The right way to use a reverse mortgage
For seniors, this option can be a reasonable way to raise much-needed funds.
By Walter Updegrave, MONEY Magazine senior editor

NEW YORK (MONEY) -- QUESTION: I'm a 73-year-old widow who receives about $1,150 a month from Social Security and a pension. I own a small home valued at about $100,000, but no other assets. I have about $25,000 in debt that requires payments of $600 a month.

By the time I make my loan payments and pay other expenses I'm barely scraping by. My kids have their own families and expenses, so they can't help out. I'm considering doing a reverse mortgage so I can pay off the debts and get a little breathing room. My kids are okay with this option?what do you think? - Mary M., Sweetater, Tennessee

It seems to me that a reverse mortgage is definitely worth looking into if only because it doesn't appear that you have many other options.

After all, if you're sitting on an asset worth $100,000 or so that can make your time on earth here a little more pleasant, why not tap into it?
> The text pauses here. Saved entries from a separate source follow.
PR #3338, opened 2019-09-19
Allow splitting shipments when not tracking inventory

### LINKED ISSUE #2817: Items on Back Order when Track Inventory is false
### Steps to reproduce
* Set config.track_inventory_levels = false
* Create one or two shipment locations
* Submit and order for two products or a quantity of two for a single product
* In the order section, press the Split button
* Choose a different shipment location or even the same shipment location

### Expected behavior
* Item should be shippable

### Actual behavior
* Item says it is back ordered and you can't get out of that state

### System configuration
**Solidus Version**:
2.6.0

**Extensions in use**:
```
gem 'solidus' 
gem 'solidus_auth_devise'
gem 'deface'
gem 'solidus_wishlist', github: 'boomerdigital/solidus_wishlist', branch: 'master'
gem 'solidus_reviews', github: 'solidusio-contrib/solidus_reviews'
gem "searchkick", github: "ankane/searchkick"
gem 'solidus_cmd'
```

https://gist.github.com/brettallred/fe054c6dd4df820b0a510cbb4872f610

nspinazz89:
**Description**

Closes #2817.

When `Spree::Config.track_inventory_levels` is `false` we are not supposed to change inventory levels when shipping orders.

At the moment though, if we try to split a shipment with the following scenario:

- `track_inventory_levels` is false
- there is no inventory in the second stock location for the related stock item

we end up creating a second shipment with items backorderable, making the second shipment impossible to ship.

This is because the FulfilmentChanger class at the moment does not take into account this scenario. But it was currently doing a lot of things that are not required when inventory levels are not tracked.

This fix proposes two different paths, driven by a new argument required in the initialization of the class, that performs a
complex stock movement when we are tracking inventory and a more simple otherwise.

Not passing this new argument to the class' `new` method is deprecated, assuming the old behavior for backward compatibility.

**Checklist:**

### DIFF
--- a/api/app/controllers/spree/api/shipments_controller.rb
+++ b/api/app/controllers/spree/api/shipments_controller.rb
@@ -127,7 +127,8 @@ module Spree
           current_shipment: @original_shipment,
           desired_shipment: @desired_shipment,
           variant: @variant,
-          quantity: @quantity
+          quantity: @quantity,
+          track_inventory: Spree::Config.track_inventory_levels
         )
 
         if fulfilment_changer.run!
--- a/core/app/models/spree/fulfilment_changer.rb
+++ b/core/app/models/spree/fulfilment_changer.rb
@@ -17,18 +17,27 @@ module Spree
   # @attr [Integer] quantity How many units we want to move
   #
   class FulfilmentChanger
+    TRACK_INVENTORY_NOT_PROVIDED = Object.new.freeze
     include ActiveModel::Validations
 
     attr_accessor :current_shipment, :desired_shipment
-    attr_reader :variant, :quantity, :current_stock_location, :desired_stock_location
+    attr_reader :variant, :quantity, :current_stock_location, :desired_stock_location, :track_inventory
 
-    def initialize(current_shipment:, desired_shipment:, variant:, quantity:)
+    def initialize(current_shipment:, desired_shipment:, variant:, quantity:, track_inventory: TRACK_INVENTORY_NOT_PROVIDED)
       @current_shipment = current_shipment
       @desired_shipment = desired_shipment
       @current_stock_location = current_shipment.stock_location
       @desired_stock_location = desired_shipment.stock_location
       @variant = variant
       @quantity = quantity
+      @track_inventory = if track_inventory == TRACK_INVENTORY_NOT_PROVIDED
+        Spree::Deprecation.warn(
+          "Not passing `track_inventory` to `Spree::FulfilmentChanger` is deprecated." \
+        )
+        true
+      else
+        track_inventory
+      end
     end
 
     validates :quantity, numericality: { greater_than: 0 }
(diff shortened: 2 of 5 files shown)


octave:
👍

kennyadsl:
Checking if this is still a bug. Locally the provided specs are not failing to remove the change to the fulfillment changer class.  Just pushed the spec only to see if we are still effected. If everything is green, we can close this without merging.

kennyadsl:
I can reproduce the failing spec. Will push an update soon.

kennyadsl:
I pushed an updated version with more unit specs and the implementation of [this suggestion](https://github.com/solidusio/solidus/pull/3338#pullrequestreview-291083699).

rainerdema (approved):
Fantastic work, @kennyadsl @nspinazz89! Everything seems to be working perfectly. Thank you!

api/app/controllers/spree/api/shipments_controller.rb
```diff
@@ -127,7 +127,8 @@ def transfer_to_shipment
           current_shipment: @original_shipment,
           desired_shipment: @desired_shipment,
           variant: @variant,
-          quantity: @quantity
+          quantity: @quantity,
+          track_inventory: Spree::Config.track_inventory_levels
```
spaghetticode, line 131: I'm thinking this new param is not necessary since `Spree::Config.track_inventory_levels` could be accessed directly within `FulfilmentChanger`, but given we need to deprecate the previous behavior I can't think of any other way than this 🤔 . I'm wondering if we should try to remove it later, when we finally remove the default behavior.

core/app/models/spree/fulfilment_changer.rb
```diff
@@ -20,15 +20,23 @@ class FulfilmentChanger
     include ActiveModel::Validations
 
     attr_accessor :current_shipment, :desired_shipment
-    attr_reader :variant, :quantity, :current_stock_location, :desired_stock_location
+    attr_reader :variant, :quantity, :current_stock_location, :desired_stock_location, :track_inventory
 
-    def initialize(current_shipment:, desired_shipment:, variant:, quantity:)
+    def initialize(current_shipment:, desired_shipment:, variant:, quantity:, track_inventory: nil)
```
spaghetticode, line 25: I'm thinking `nil` might be somehow a valid value for `Spree::Config.track_inventory_levels`, as it still evaluates to `false`. I'm thinking the default value for `track_inventory` may be a constant with an arbitrary value and use that instead of `nil`, so we're 100% sure we didn't receive that param from the caller. Something like what's being done [in this PR](https://github.com/solidusio/solidus/pull/4909/files) with `PAYMENT_NOT_PROVIDED`. WDYT?

api/app/controllers/spree/api/shipments_controller.rb
kennyadsl: My idea was that at the end it's not that bad because this `track_inventory` value determines heavily the logic used in the class, and it's better to be as explicit as possible about it when it's initialized. After the deprecation period, we could evaluate removing it (with another deprecation), though.

core/app/models/spree/fulfilment_changer.rb
kennyadsl: I thought people always need to pass something that is `true` or `false` explicitly here. Do you mean that someone might pass `nil` initializing this class, but they actually mean to pass false? I'm not sure when that could happen, but open to changing this if you have a concrete example.

spaghetticode: @kennyadsl looks great, thanks!

spaghetticode (approved):
Thanks @kennyadsl , LGTM! 
I see there are some CI runs failing but I think they're not related to these changes.

PR #3342, opened 2019-09-20
[backend] Disable submit buttons after first click

spaghetticode:
**Description**
It may happen that admin users click multiple times (purposely or not) on submit buttons in the backend area. 

This can be a problem as at times it may silently generate unwanted duplicate records, or show an error page due to duplicate records. This is much more likely to happen on real shops when unanticipated server load makes the application unresponsive (at first click nothing seems to happen, so then why not click again?) and where some controller `create` actions may be patched and be slower.

By changing `button_tag` to `f.submit` or `submit_tag`  the button gets disabled after the first click, thanks to the automatically added attribute `data-disable-with="Create"`

**Checklist:**

### DIFF
--- a/backend/spec/features/admin/configuration/payment_methods_spec.rb
+++ b/backend/spec/features/admin/configuration/payment_methods_spec.rb
@@ -32,8 +32,8 @@ describe "Payment Methods", type: :feature do
     end
   end
 
-  context "admin creating a new payment method" do
-    it "should be able to create a new payment method" do
+  context "admin creating a new payment method", :js do
+    it "creates a new payment method and disables the form" do
       click_link "Payments"
       expect(page).to have_link 'Payment Methods'
       click_link "admin_new_payment_methods_link"
@@ -43,6 +43,15 @@ describe "Payment Methods", type: :feature do
       select Spree::PaymentMethod::Check.model_name.human, from: "Type"
       click_button "Create"
       expect(page).to have_content("successfully created!")
+
+      visit spree.new_admin_payment_method_path
+      page.execute_script "$('form').submit(function(e) { e.preventDefault()})"
+      fill_in "payment_method_name", with: "check90"
+      fill_in "payment_method_description", with: "check90 desc"
+      select Spree::PaymentMethod::Check.model_name.human, from: "Type"
+      click_button "Create"
+
+      expect(page).to have_button("Create", disabled: true)
     end
   end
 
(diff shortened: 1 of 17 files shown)


backend/spec/features/admin/configuration/payment_methods_spec.rb
```diff
@@ -44,6 +44,17 @@
...
+
+    it 'disables the button at submit', :js do
+      visit spree.new_admin_payment_method_path
+      page.execute_script "$('form').submit(function(e) { e.preventDefault()})"
+      fill_in "payment_method_name", with: "check90"
+      fill_in "payment_method_description", with: "check90 desc"
+      select Spree::PaymentMethod::Check.model_name.human, from: "Type"
+      click_button "Create"
+
+      expect(find('input[type="submit"]')).to be_disabled
```
tvdeyen: Could we move this into the other spec instead? We should avoid to have multiple `it` blocks in feature specs. This unnecessarily slows down our test suite

backend/spec/features/admin/configuration/shipping_methods_spec.rb
```diff
@@ -38,6 +38,21 @@
...
+      page.execute_script "$('form').submit(function(e) { e.preventDefault()})"
+      fill_in "shipping_method_name", with: "bullock cart"
+
+      within("#shipping_method_categories_field") do
+        check first("input[type='checkbox']")["name"]
+      end
+
+      click_on "Create"
+
+      expect(find('input[type="submit"]')).to be_disabled
```
tvdeyen: Here as well.

backend/spec/features/admin/promotions/promotion_code_batches_spec.rb
```diff
@@ -0,0 +1,37 @@
...
+
+      expect(page).to have_content "Promotion Code Batch has been successfully created!"
+    end
+
+    it "disables the button at submit", :js do
+      page.execute_script "$('form').submit(function(e) { e.preventDefault()})"
+
+      create_code_batch
+
+      expect(find('input[type="submit"]')).to be_disabled
```
tvdeyen: We don’t need multiple it blocks to test this feature.

seandawes:
This is also an issue in areas where double click occurs on refunds for example. It will double refund. We solved this on our store and you ( @spaghetticode ) actually fixed the issue we spec'd out for you . Dec 2018 Modded Euros issue 870 in our codebase for reference

backend/spec/features/admin/configuration/shipping_methods_spec.rb
spaghetticode: @tvdeyen I updated the files according to your suggestion. I think they don't read as good as before, so we're loosing something here. But I agree that saving some seconds is a good thing, so why not 👍

Issue #3345, opened 2019-09-22
Locale spelled wrong for Logged In Successfully


nolantait:
The locale for t('spree.logged_in_succesfully') is spelled wrong. Just had a time trying to figure out why it wasn't working. Successfully should have two s.

**Solidus Version**:
2.9.1

**To Reproduce**
1. Start an application and try to use the In8n translation for spree.logged_in_successfully in console.

askl56:
@jacobherrington Can we close this topoic?

PR #3346, opened 2019-09-23
fix spelling of locale logged_in_successfully

nspinazz89:
**Description**
Fix for #3345 

**Checklist:**

### DIFF
--- a/core/config/locales/en.yml
+++ b/core/config/locales/en.yml
@@ -1518,7 +1518,7 @@ en:
     lock: Lock
     log_entries: Log Entries
     logged_in_as: Logged in as
-    logged_in_succesfully: Logged in successfully
+    logged_in_successfully: Logged in successfully
     logged_out: You have been logged out.
     login: Login
     login_as_existing: Login as Existing Customer
--- a/core/config/locales/en.yml
+++ b/core/config/locales/en.yml
@@ -1518,6 +1518,7 @@ en:
     lock: Lock
     log_entries: Log Entries
     logged_in_as: Logged in as
+    logged_in_succesfully: Logged in successfully
     logged_in_successfully: Logged in successfully
     logged_out: You have been logged out.
     login: Login


jacobherrington:
So this is a bit more complicated than I'd like it to be.

I think we are okay to merge this, but we will need to make a similar change in [solidus_auth_devise](https://github.com/solidusio/solidus_auth_devise/search?q=logged_in_succesfully&unscoped_q=logged_in_succesfully).

It seems like this is something people have used for some time ([based on a GitHub search](https://github.com/search?q=logged_in_succesfully&type=Code)). Hopefully the changelog will be enough to help people find this...

jacobherrington:
Here are all of the places where we have used the misspelling: https://github.com/search?q=org%3Asolidusio+logged_in_succesfully&type=Code

kennyadsl:
Here's another extension to be fixed: https://github.com/solidusio/solidus_i18n/search?q=logged_in_succesfully&unscoped_q=logged_in_succesfully

kennyadsl:
Just commented on https://github.com/solidusio/solidus_auth_devise/pull/173, and now I have other concerns (sorry): if a user updates `solidus` without updating `solidus_auth_devise` they'll end up having no translation for the old wrong string which is still used into `solidus_auth_devise`. The worst thing is that in this scenario the i18n fallback will auto-generate a wrong `"Logged in succesfully"`string. 

That said, I'm tempted to ask you to leave both strings, but the [solution proposed here](https://github.com/solidusio/solidus_auth_devise/pull/173#issuecomment-534534274) won't have any effect at that point. 

Maybe the safest thing for users is to keep both things (double keys here (and `solidus_i18n`) and the fallback default in https://github.com/solidusio/solidus_auth_devise/pull/173). This way, users that update solidus will have an extra string in the i18n and in the future (maybe solidus 3.0), we will be able to safely remove the duplicated (wrong) string. What do you think?

spaghetticode:
I agree with @kennyadsl, in order to play nice with every scenario we need to keep also the old key, and only later with a major release remove the misspelled one.

kennyadsl:
@nspinazz89 can you please rebase this one?

spaghetticode:
@nspinazz89 In order to improve git history readability, can you squash the commits into a single one? 🙏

The nice thing about a reverse mortgage for retirees like yourself is that it lets you draw on the money that's built up in your home while you're still living there - and you don't have to worry about repaying the loan as long as you stay in your home.

All in all not a bad deal.

The amount you can get through a reverse mortgage depends primarily on four factors: the value of your home, its location, your age and the level of interest rates.

You generally must be at least 62 years old to get a reverse mortgage, but the older you are when you take out the loan, the more money you'll get.

Based on your age, where you live and assuming you own your home free and clear, you would likely qualify for a loan of about $51,000.

You could take that in any number of ways: a lump sum, a credit line you could draw on when needed, a $320-a-month payment for life or a combination of these options. (See how large a loan one might qualify for at different ages, home values and locations.)

In your case, it seems you might want to consider taking a lump sum large enough to pay off your debts, and then take the rest as a credit line or monthly payment, or a combination of those two.

But as appealing as a reverse mortgage is, it's not something you should undertake lightly. The upfront fees can be substantial. If you stay in your house only a short while after taking out the loan - say, because you decide to sell or move into an assisted-care or nursing home facility - those fees could drive the effective annual interest rate on your loan into the stratosphere.

You must also consider that you could easily go through all or nearly all of your home's equity, leaving your kids with little or nothing after you're gone, although it sounds as if your kids are okay with this possibility.

See more on how reverse mortgages work from the April issue of MONEY Magazine.

You'll also want to talk to a counselor who can explain the ins and outs of these mortgages, tell you about the different reverse mortgage programs out there and help run some numbers to compare different loans and scenarios. The AARP's Reverse Mortgage Education Project can hook you up with a counselor who can do just that.

One final thing. Given your age and income, it's possible that you might qualify for financial assistance in any number of areas - housing, health care, utilities, etc. - from private agencies or the federal government.

So I recommend you check out the National Council on Aging's online BenefitsCheckUp service. It takes only five to 10 minutes to answer the questions online and, who knows, maybe you'll find you're eligible for a program that can save you a few bucks and make your retirement more enjoyable and secure.